Alemania, en esos años, era un volcán en el que se desintegraba la República de Weimar, se agitaban los comunistas. Azotada por la hiperinflación, se preparaba para la gran revancha nacionalsocialista.
En ese mundo, Félix Weil se vincula con los marxistas y funda la Escuela. De todos modos, vuelve a Buenos Aires; trabaja en la empresa; es parte de la Comisión de Asesores del Gobierno del general Justo y decide, finalmente, radicarse en los Estados Unidos, en donde seguirá financiando la Escuela hasta quedarse sin fondos y terminar su vida como jubilado de un empleo en la Fuerza Aérea norteamericana.
En la década del cuarenta, da, en los Estados Unidos, una serie de conferencias que terminarán con la publicación de un libro: Argentine riddle , traducido en el año 2010 en nuestro país como El enigma argentino . Para muchos, uno de los análisis fundamentales si se quiere entender la Década Infame.

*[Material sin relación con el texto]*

PR #1361, opened 2020-02-17
Add initial Dockerfile

gliptak:

After this merged, I will update the docs

### DIFF
--- a/Dockerfile
+++ b/Dockerfile
@@ -1,0 +1,6 @@
+FROM python:3.8-alpine
+
+RUN pip install cfn-lint
+
+ENTRYPOINT ["cfn-lint"]
+CMD ["--help"]


Dockerfile
```diff
@@ -0,0 +1,6 @@
+FROM python:3.8-alpine
```
kddejong: Validating this part internally for software licensing.

gliptak: Alpine for smaller size. Could use ```3.8-slim``` (Debian Buster) instead

kddejong:
weird error... I think this may be a misconfiguration with our linting.

gliptak:
@kddejong current ```astroid``` doesn't have ```Python 2``` support

https://pypi.org/project/astroid/
https://travis-ci.org/PyCQA/astroid

gliptak:
Same for https://pypi.org/project/pylint/

gliptak:
@kddejong after rebasing PR build is green

PR #1369, opened 2020-02-18
Validate CertificateManager::Certificate::DomainValidationOptions

sbol-coolblue:
*Issue #, if available:*
N/A

*Description of changes:*
This PR introduces validation of [`AWS::CertificateManager::Certificate.DomainValidationOptions`](https://docs.aws.amazon.com/AWSCloudFormation/latest/UserGuide/aws-properties-certificatemanager-certificate-domainvalidationoption.html) to ensure that the ValidationDomain is a superdomain of the domain being validated.

Eg: "subdomain.example.com" can be validated by itself or "example.com", but not by "example.net".

Deployment of the stack fails if this condition is not met, so I've introduced this as an error-level rule.


PatMyron:
@sbol-coolblue running something like this will autogenerate [rule documentation](https://github.com/aws-cloudformation/cfn-python-lint/blob/master/docs/rules.md):

```
pip install -e .
cfn-lint --update-documentation
```

sbol-coolblue:
> @sbol-coolblue running something like this will autogenerate [rule documentation](https://github.com/aws-cloudformation/cfn-python-lint/blob/master/docs/rules.md):
> 
> ```
> pip install -e .
> cfn-lint --update-documentation
> ```

Thanks, ran it and added as an additional commit. I had wrongly assumed this command to run as part of some sort of automated pipeline.

sbol-coolblue:
Rebased to be in sync with changes to rules.md (thanks guys for adding the clarification on how to run the documentation update there!)

PatMyron:
@sbol-coolblue my main concern on this PR is gracefully handling template syntax features in these properties like functions and references. Obviously, some template syntax features like [dynamic references](https://docs.aws.amazon.com/AWSCloudFormation/latest/UserGuide/dynamic-references.html) could never be deterministically evaluated before stack operation runtime, but I think the Linter should always err on the side of reducing noise in situations it cannot fully evaluate yet

This concern is definitely not specific to this rule and seems to broadly apply to most rules:
https://github.com/aws-cloudformation/cfn-python-lint/pull/1284
https://github.com/aws-cloudformation/cfn-python-lint/pull/1338

I'd love a way for this concern to be abstracted above the individual rule level so each rule doesn't have to re-implement handling these concerns from scratch

kddejong:
@sbol-coolblue is there a reason we only check the first element in the DomainValidationOptions list?  Looks like that list supports up to 100 values.

kddejong:
One example of that is.
`Unknown exception while processing rule E3503: can only concatenate str (not "dict_node") to str` will occur if there is anything for ValidationDomain that isn't a string.

kddejong:
I used your branch to make a few tweaks and submitted back a new PR to fix a few of those issues.  #1421

sbol-coolblue:
Thanks for picking up the branch, Kevin! Unexpected time-consuming activities at work reduced my availability for working on this issue - glad to see the fix merged!

kddejong:
No problem.  Thanks for your help with this new rule.

Issue #1249, opened 2019-12-05
Faster --update-specs


clar-cmp:
*cfn-lint version: 0.25.5*

Right now, `cfn-lint --update-specs` doesn't really do any checking to see if the existing specs are up to date and naively patches all of them. It would be beneficial to have some sort of local checksum which would prevent this, to increase overall speed when there are no updates.

PatMyron:
[using the zipped resource specifications] (https://github.com/aws-cloudformation/cfn-python-lint/pull/1148) should've helped a bit, but there's definitely more we could do. Will also look into making sure the resource specification updating happen in parallel across regions

kddejong:
@PatMyron do you know if there are any hashes for those specs that we could use to compare before downloading?

PatMyron:
> @PatMyron do you know if there are any hashes for those specs that we could use to compare before downloading?

[`aws s3api head-object`](https://docs.aws.amazon.com/cli/latest/reference/s3api/head-object.html) provides `"An ETag is an opaque identifier assigned by a web server to a specific version of a resource found at a URL."`, but I'd rather not require credentials

clar-cmp:
Honestly, I was thinking that there would be a single file that the updater would download first that lists the versions of each spec and checksums.

kddejong:
I'm curios @clar-cmp and @tro95.  Are you doing the `--update-specs` as part of CI/CD?  Are you testing your templates across all regions?  The other option for speeding this up even more may be to use the region parameter with the `--update-specs`  From my basic testing this PR does a pretty good job speeding things up thought... so just curious.

Tro95:
I am not using cfn-lint as part of any CI/CD flow, and nor do I necessarily need to check if my templates work across all regions. My main use cases are for assisting manual dev effort, and ensuring basic compatibility with all of the eu-* regions and us-east-1.

For context, slow updates don't cause me any pain. I worked on this PR simply because it was something to do on a weekend, and it seemed more interesting than writing a couple of additional rules.

PatMyron:
https://github.com/aws-cloudformation/cfn-python-lint/pull/1682 will slow down `--update-specs` by a minute or two again sometimes in order to update much more information

this should currently be infrequent since [nothing is currently updated if there are not newer Resource Specifications](https://github.com/aws-cloudformation/cfn-python-lint/pull/1554/)

PatMyron:
[...]

PR #1383, opened 2020-02-24
Checks the ETag of the files being requested to prevent downloading a…

Tro95:
Checks the ETag of the files being requested to prevent downloading and replacing files with no updates. https://github.com/aws-cloudformation/cfn-python-lint/issues/1249

*Issue #, if available:* 1249

*Description of changes:* Added caching functionality to the `get_url_content()` helper function, that stores and compares ETag values in the response headers.


src/cfnlint/helpers.py
```diff
@@ -165,10 +166,52 @@
     'AWS::Redshift::Cluster'
 ]
 
+CACHING_DIR = os.path.join(os.path.dirname(__file__), 'cache/')
```
Tro95: This can easily be changed to a different directory or moved into a config option if desired. I'm also unsure of the consequences of using `__file__` rather than `cfnlint.__file__` as is used in some places, but there doesn't seem to be a consistent approach being used, and there were circular dependency issues with the latter option.

test/unit/module/helpers/test_get_url_content.py
```diff
@@ -11,6 +11,9 @@
 from test.testlib.testcase import BaseTestCase
 from mock import patch, MagicMock
 import cfnlint.helpers
+import random
+import string
```
Tro95: These can both be removed if people were fine with hard-coding the ETag value in the tests. I just used them to generate a random string.

Tro95:
With this pull request I'm seeing a reduction from ~33 seconds to download all the specifications to ~20 seconds when none of them need redownloading. Not exactly the kind of increase I was hoping for, but still an improvement, and I'm sure someone can make it even better.

PatMyron:
> With this pull request I'm seeing a reduction from ~33 seconds to download all the specifications to ~20 seconds when none of them need redownloading. Not exactly the kind of increase I was hoping for, but still an improvement, and I'm sure someone can make it even better.

Especially as the number of regions continues to grow, I think updating the regions in parallel will be the main key to keeping `cfn-lint --update-specs` completion times within a couple seconds

https://github.com/aws-cloudformation/cfn-python-lint/blob/52864add9eac85a42cc6866cdf05c4d3b4dcd149/src/cfnlint/maintenance.py#L50

PatMyron:
> With this pull request I'm seeing a reduction from ~33 seconds to download all the specifications to ~20 seconds when none of them need redownloading. Not exactly the kind of increase I was hoping for, but still an improvement, and I'm sure someone can make it even better.

Especially as the number of regions continues to grow, I think updating the regions in parallel will be the main key to keeping `cfn-lint --update-specs` completion times within a couple seconds

https://github.com/aws-cloudformation/cfn-python-lint/blob/52864add9eac85a42cc6866cdf05c4d3b4dcd149/src/cfnlint/maintenance.py#L50

src/cfnlint/helpers.py
kddejong: Wondering if it should be under the data folder?  Would we want to commit that file as we do the `update-specs` so the most recent version is included in the package?

kddejong:
I think parallelization is a great idea here.  Another option would be to combine the region and update specs together.  Allowing for a user to filter down to the specs they care about.  By default we would have to keep the all which may make this a little trickier to implement.

src/cfnlint/helpers.py
Tro95: I'm happy for it to live under the data folder; the primary reason for using a separate cache directory was just to signify the temporary, non-essential nature of the files. It definitely could be commited and used like a lock file, and would save an initial fetch of every spec file when it's first run.

Tro95:
I'm happy to give paralleisation a go, is there any particular parellelisation module you'd prefer to use? The constant I/O of the downloads metadata file concerns me, both from a mutex point-of-view, and the inefficiency of reading and writing a whole file for a single line change. What are your thoughts on having an individual metadata file per a canonical url, i.e. `<sha256 of url>.meta.json` holding data specifically related to that url, rather than a single, centralised file?

Tro95:
I've added parallelisation and changed some basic things like the directory the caching files were being pulled into.

Updating all files speed:
```
$ time cfn-lint --update-specs

real	0m11.139s
user	0m22.762s
sys	0m2.131s
```
Subsequent update with no specs to update (as per cache check):
```
$ time cfn-lint --update-specs

real	0m5.726s
user	0m11.829s
sys	0m1.781s
```

src/cfnlint/maintenance.py
```diff
@@ -21,19 +22,37 @@
...
-        # Patch the files
-        spec = patch_spec(spec, 'all')
-        spec = patch_spec(spec, region)
+def update_resource_spec(region, url):
+    """ Update a single resource spec """
+    filename = os.path.join(os.path.dirname(cfnlint.__file__), 'data/CloudSpecs/%s.json' % region)
 
-        with open(filename, 'w') as f:
-            json.dump(spec, f, indent=2, sort_keys=True, separators=(',', ': '))
+    multiprocessing_logger = multiprocessing.log_to_stderr()
```
Tro95: One thing to note is I couldn't get logging to work inside the parallelised processes. Everything inside the parallel process is only debug logging, however it's definitely something that could be improved upon.

miparnisari: Yesterday night  [I tried out a similar implementation to yours, but using multiple threads](https://github.com/aws-cloudformation/cfn-python-lint/pull/1410), and I think logging works there.

PatMyron:
Is `cfn-lint --update-specs` still generating [`src/cfnlint/data/CloudSpecs/`](https://github.com/aws-cloudformation/cfn-python-lint/tree/master/src/cfnlint/data/CloudSpecs) changes [like the ones here](https://github.com/aws-cloudformation/cfn-python-lint/pull/1355)? I wasn't able to generate any using this branch:

```shell
$ pip3 install -e . --user
$ cfn-lint --update-specs
$ git status
On branch cfn-issue-1249
Your branch is up to date with 'origin/cfn-issue-1249'.
nothing to commit, working tree clean
```

Tro95:
It should be making changes (assuming there are any to make), so I'm unsure why it's not generating any for you.
```
$ git show
commit 706369e0e0aacbe90c150c1a7b761d880ce601c4 (HEAD -> cfn-issue-1249, dev/cfn-issue-1249)
Merge: ab46e27a be3867c6
Author: Kevin DeJong <kddejong@amazon.com>
Date:   Sat Mar 14 07:25:39 2020 -0500

    Merge branch 'master' into cfn-issue-1249

$ git status
On branch cfn-issue-1249
Your branch is up to date with 'dev/cfn-issue-1249'.

nothing to commit, working tree clean
$ pip3 install -e . --user
$ cfn-lint --update-specs
$ git status
On branch cfn-issue-1249
Your branch is up to date with 'dev/cfn-issue-1249'.

Changes not staged for commit:
  (use "git add <file>..." to update what will be committed)
  (use "git checkout -- <file>..." to discard changes in working directory)

	modified:   src/cfnlint/data/CloudSpecs/ap-east-1.json
	modified:   src/cfnlint/data/CloudSpecs/ap-northeast-1.json
	modified:   src/cfnlint/data/CloudSpecs/ap-northeast-2.json
	modified:   src/cfnlint/data/CloudSpecs/ap-northeast-3.json
	modified:   src/cfnlint/data/CloudSpecs/ap-south-1.json
	modified:   src/cfnlint/data/CloudSpecs/ap-southeast-1.json
	modified:   src/cfnlint/data/CloudSpecs/ap-southeast-2.json
	modified:   src/cfnlint/data/CloudSpecs/ca-central-1.json
	modified:   src/cfnlint/data/CloudSpecs/cn-north-1.json
	modified:   src/cfnlint/data/CloudSpecs/cn-northwest-1.json
	modified:   src/cfnlint/data/CloudSpecs/eu-central-1.json
	modified:   src/cfnlint/data/CloudSpecs/eu-north-1.json
	modified:   src/cfnlint/data/CloudSpecs/eu-west-1.json
	modified:   src/cfnlint/data/CloudSpecs/eu-west-2.json
	modified:   src/cfnlint/data/CloudSpecs/eu-west-3.json
	modified:   src/cfnlint/data/CloudSpecs/me-south-1.json
	modified:   src/cfnlint/data/CloudSpecs/sa-east-1.json
	modified:   src/cfnlint/data/CloudSpecs/us-east-1.json
	modified:   src/cfnlint/data/CloudSpecs/us-east-2.json
	modified:   src/cfnlint/data/CloudSpecs/us-gov-east-1.json
	modified:   src/cfnlint/data/CloudSpecs/us-gov-west-1.json
	modified:   src/cfnlint/data/CloudSpecs/us-west-1.json
	modified:   src/cfnlint/data/CloudSpecs/us-west-2.json

Untracked files:
  (use "git add <file>..." to include in what will be committed)

	src/cfnlint/data/DownloadsMetadata/

no changes added to commit (use "git add" and/or "git commit -a")
```

PatMyron:
@Tro95 sorry, I forgot I was testing the [homebrew](https://github.com/aws-cloudformation/cfn-python-lint/issues/1434) version recently, was able to generate changes here after uninstalling that

kddejong:
@PatMyron this looking good to merge?

src/cfnlint/helpers.py
```diff
@@ -166,10 +167,63 @@
...
+            make_second_request = False
+
+            # Request the URL with the body too
+            res = urlopen(url)
+
+        # If we have an ETag value stored and it matches the returned one,
+        # then we already have a copy of the most recent version of the
+        # resource, so don't bother fetching it again
+        if etag and res.info().get('ETag'):
+            if etag == res.info().get('ETag'):
```
miparnisari, line 208: You can combine the two `if`s.

src/cfnlint/helpers.py
```diff
@@ -166,10 +167,63 @@
...
+            # We're going to request the full body, so don't do this twice
+            make_second_request = False
+
+            # Request the URL with the body too
+            res = urlopen(url)
+
+        # If we have an ETag value stored and it matches the returned one,
+        # then we already have a copy of the most recent version of the
+        # resource, so don't bother fetching it again
+        if etag and res.info().get('ETag'):
```
miparnisari, line 207: Suggestion: rename `etag` to `cached_etag`

src/cfnlint/helpers.py
```diff
@@ -166,10 +167,63 @@
...
+            if etag == res.info().get('ETag'):
+                LOGGER.debug('We already have a cached version of url %s with ETag value of %s', url, etag)
+                return None
+
+        # If we reach here, then we don't have the latest version of the resource
+        LOGGER.debug('We do not have a cached version of url %s yet', url)
+
+        # Write the etag back to our cache
+        if res.info().get('ETag'):
+            metadata['etag'] = res.info().get('ETag')
```
miparnisari, line 217: Suggestion: rename `metadata` to `cache`

src/cfnlint/helpers.py
```diff
@@ -166,10 +167,63 @@
...
+            metadata['url'] = url # To make it obvious which url the Tag relates to
+            save_download_metadata(metadata, metadata_filename)
```
miparnisari, line 219: Suggestion: rename function to `update_cache`

src/cfnlint/helpers.py
```diff
@@ -166,10 +167,63 @@
     'AWS::Redshift::Cluster'
 ]
 
+CACHING_DIR = os.path.join(os.path.dirname(__file__), 'data', 'DownloadsMetadata')
 
-def get_url_content(url):
+
+def get_url_content(url, caching=False):
     """Get the contents of a spec file"""
```
miparnisari, line 174: To be more specific, the function returns `None` if the spec file is in the cache.

src/cfnlint/helpers.py
```diff
@@ -166,10 +167,63 @@
...
+    metadata = {}
+    encoded_url = hashlib.sha256(url.encode()).hexdigest()
+    metadata_filename = os.path.join(CACHING_DIR, encoded_url + '.meta.json')
+
+    # To help with Python2's inability to make HEAD requests
+    make_second_request = True
+
+    if caching:
+        # Load in the cache
+        metadata = get_download_metadata(metadata_filename)
```
miparnisari, line 185: Suggestion, rename function to `load_cache`

src/cfnlint/helpers.py
```diff
@@ -166,10 +167,63 @@
     'AWS::Redshift::Cluster'
 ]
 
+CACHING_DIR = os.path.join(os.path.dirname(__file__), 'data', 'DownloadsMetadata')
 
-def get_url_content(url):
+
+def get_url_content(url, caching=False):
```
miparnisari, line 173: This function is doing too many things... it's loading up the cache, checking to see if an update needs to happen, and if it does, it is downloading the file, and then updating the cache. Can we split it up into smaller chunks?

src/cfnlint/maintenance.py
```diff
@@ -21,19 +22,43 @@
...
 
+    multiprocessing_logger = multiprocessing.log_to_stderr()
+
+    multiprocessing_logger.debug('Downloading template %s into %s', url, filename)
+
+    spec_content = get_url_content(url, caching=True)
+
+    # Check to see if no content was returned, indicating we have the latest version already
+    if not spec_content:
+        multiprocessing_logger.debug('We already have the most recent version of %s stored in %s', url, filename)
```
miparnisari, line 50: Is this message necessary? `get_url_content` is already logging this

src/cfnlint/maintenance.py
```diff
@@ -21,19 +22,43 @@
...
+    """ Update a single resource spec """
+    filename = os.path.join(os.path.dirname(cfnlint.__file__), 'data/CloudSpecs/%s.json' % region)
 
+    multiprocessing_logger = multiprocessing.log_to_stderr()
+
+    multiprocessing_logger.debug('Downloading template %s into %s', url, filename)
+
+    spec_content = get_url_content(url, caching=True)
+
+    # Check to see if no content was returned, indicating we have the latest version already
```
miparnisari, line 48: This comment hints that there could be a function `should_perform_update` that returns true if the cache is old, false otherwise

src/cfnlint/data/DownloadsMetadata/1c9ead4af49b3a8f39632f5a30578ead5310da0b5a68ae4cf93b4be6a9a05278.meta.json
```diff
@@ -0,0 +1 @@
+{"etag": "\"f71b5ea17b03894692ac60518e30db24\"", "url": "https://s3.us-gov-west-1.amazonaws.com/cfn-resource-specifications-us-gov-west-1-prod/latest/gzip/CloudFormationResourceSpecification.json"}
```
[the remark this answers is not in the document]
Tro95: It makes sense to commit them, otherwise someone with the latest specs running `--update-specs` would be forced to redownload them one time to generate these files.

src/cfnlint/helpers.py
Tro95: I prefer the term metadata because what's being stored isn't the cached file itself, but metadata about the file that gets used to check if we have the latest version. There may be future use cases where we want to store additional metadata about the files that isn't related to caching.

src/cfnlint/maintenance.py
Tro95: Good call, I separated the update logic into a separate method `url_has_newer_version`.

src/cfnlint/data/DownloadsMetadata/1c9ead4af49b3a8f39632f5a30578ead5310da0b5a68ae4cf93b4be6a9a05278.meta.json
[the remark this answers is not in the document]
miparnisari: > someone with the latest specs running --update-specs would be forced to redownload them one time to generate these files

Having people download the files one more time is a small price to pay IMO. I prefer to keep the codebase clean. They'll reap the benefits later :)

src/cfnlint/helpers.py
miparnisari: Yeah, `load_metadata` sounds better

src/cfnlint/maintenance.py
miparnisari: I saw logs so I'm resolving this conversation.

src/cfnlint/data/DownloadsMetadata/1c9ead4af49b3a8f39632f5a30578ead5310da0b5a68ae4cf93b4be6a9a05278.meta.json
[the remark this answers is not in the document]
Tro95: I'll remove them from this PR, but I think we should consider adding them in future. If someone is using cfn-pythn-lint in a CI/CD flow where they pull the latest version each build, running `--update-specs` will force a download every time even though they might already have the latest.

PatMyron:
@kddejong @miparnisari if the [resource specifications](https://docs.aws.amazon.com/AWSCloudFormation/latest/UserGuide/cfn-resource-specification.html) haven't changed, some of the other scripts we run won't be applied without modifying [`src/cfnlint/data/DownloadsMetadata`](https://github.com/aws-cloudformation/cfn-python-lint/tree/master/src/cfnlint/data/DownloadsMetadata):
```shell
pip3 install -e .
scripts/update_specs_from_pricing.py # requires Boto3 and Credentials
cfn-lint --update-specs # won't apply changes if metadata matches
```

Tro95:
> @kddejong @miparnisari if the [resource specifications](https://docs.aws.amazon.com/AWSCloudFormation/latest/UserGuide/cfn-resource-specification.html) haven't changed, some of the [other data sources](https://github.com/aws-cloudformation/cfn-python-lint/pull/1480) won't be applied without modifying [`src/cfnlint/data/DownloadsMetadata`](https://github.com/aws-cloudformation/cfn-python-lint/tree/master/src/cfnlint/data/DownloadsMetadata):
> 
> ```shell
> pip3 install -e .
> scripts/update_specs_from_pricing.py # requires Boto3 and Credentials
> cfn-lint --update-specs # won't apply changes if metadata matches
> ```

@PatMyron Is the problem the fact that `--update-specs` does both the downloading of updated specs, and the merging of the specs with the patches produced by the scripts? If so, the fix should be relatively straight-forward, by replacing https://github.com/aws-cloudformation/cfn-python-lint/blob/cbf972fcb3d45dd71bdac4575e81433cbd36dcc6/src/cfnlint/maintenance.py#L46-L53 with something like 

```python
    # Check to see if we already have the latest version, otherwise download it
    if url_has_newer_version(url):
        spec_content = get_url_content(url, caching=True)
        spec = json.loads(spec_content)
    else:
        with open(filename, 'r') as f:
            spec = json.load(f)
```
This would allow the downloading of updated spec files to be skipped if there are no updates, whilst patching the specs everytime regardless. Alternatively, should we separate the patching of the specs, and include the patching with the scripts you are running?

PatMyron:
> Is the problem the fact that `--update-specs` does both the downloading of updated specs, and the merging of the specs with the patches produced by the scripts?

Yeah pretty much. `--update-specs` also merges the specs with manually written patches in addition to patches produced by the scripts

> Alternatively, should we separate the patching of the specs, and include the patching with the scripts you are running?

Need some way for manually written patches to be applied in addition to patches produced by the scripts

Félix Weil era judío, argentino y descendiente de alemanes. Pero no seguí su traza ni la de la Década Infame argentina. Me atrapó Rumania y su propia infamia, esta vez, sí, real.
II
Una pasión política:
el antisemitismo
Partamos de una situación de hecho. A los argentinos nada les interesa de Rumania. Agreguemos esto: a los rumanos nada les interesa de la Argentina. Pero si queremos ser más taxativos aún, es más que probable que lo que les suceda a los rumanos no le interese a nadie más que a los propios rumanos, y lo mismo con los argentinos. Nuestra historia y nuestro presente es materia de interés solo propio.
Lo que sucede dentro de nuestras fronteras poca o ninguna incidencia tiene en el mundo. Nunca hubo lazos entre mis dos casi seres , salvo en una época en que personeros de lo que podríamos llamar peronistas de derecha se imaginaron que había un parentesco político con el nacionalcomunismo rumano. Perón y Ceaușescu, un solo corazón corrido desde la izquierda y la derecha al centro, en la famosa tercera posición. ¿Y la Guardia de Hierro? Ese gran invento rumano, con una sucursal en nuestro país (dejaré de lado la misteriosa vida del modisto rumano afrancesado en la Argentina como Jean Cartier, creador del programa de televisión El arte de la elegancia ).
Duró poco el escaso entrecruzamiento rumano-argentino. Estas dos entidades, la argentina y la rumana, se ignoran, pero mi propósito es juntarlas y agregarles el sabor judío que permitirá construir un puente entre dos espacios aparentemente inconmensurables.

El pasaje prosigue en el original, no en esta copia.